# Where to get Martins Playpen



## Spider (Mar 19, 2007)

Is there somewhere I can pick up a Martins Playpen around Portland Oregon?
I called Martins and the Playpen is $60 but the shipping is $50. Do I have to buy it from Martins? Does any chain stock it?
Anything else out there to compare?
Spider


----------



## JennieLove (Jan 2, 2007)

You could always make your own, its not very hard.


----------



## Stephanie (Mar 25, 2007)

i think that with everything martins you have to order online!


----------



## Vixie (Jul 21, 2006)

Martins does not supply to petstores.

They make everything to your specifications and ship it to you.


----------



## kkdepp (May 22, 2007)

I'm not sure how to myself but there are some handy people on here- you culd try posting a new topic on how to build a playpen or search it....there are step by step instructions on how to build cages, etc. so that could help!


----------



## ratvocate (May 15, 2007)

I was trying to find a topic on building your own playpen , but have not had any luck.
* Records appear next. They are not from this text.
PR #1258, opened 2026-07-26
`lute format`: Doc IR builders and renderer

jkelaty-rbx:


lute/cli/commands/format/lower.luau
jkelaty-rbx, line 1: This file should be the focus for the majority of the rest of the implementation

jkelaty-rbx: This list should get burned down as the lowering stage is implemented: https://github.com/luau-lang/lute/pull/1311/changes#diff-af7eb1e476713bed4a4d440fccbde40c44cd27e8f68fb6b0603f873abf951c48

Anyone out there made one? Id like to be able to take my rats out in the yard,but would need a really safe playpen. ( of course I would still be watching them) Thanks anyone... :O)


----------



## Poppyseed (Feb 1, 2007)

I bet you could make them out of the shelfing found at hardware stores, like I made my current rat cage. They cut the shelfing for you and it's already galvanised. Problem is it is fairly heavy.


----------



## kkdepp (May 22, 2007)

This is the only site that I found on how to build playpen....it would probably work better with wire or shelving like poppyseed said.

Best of luck!

http://www.petratscanada.com/playpen/playpen.htm


----------



## ratvocate (May 15, 2007)

Thanks Kkdepp. that is a neat idea. I like how it all folds up for storage. I like the hardboard actually


----------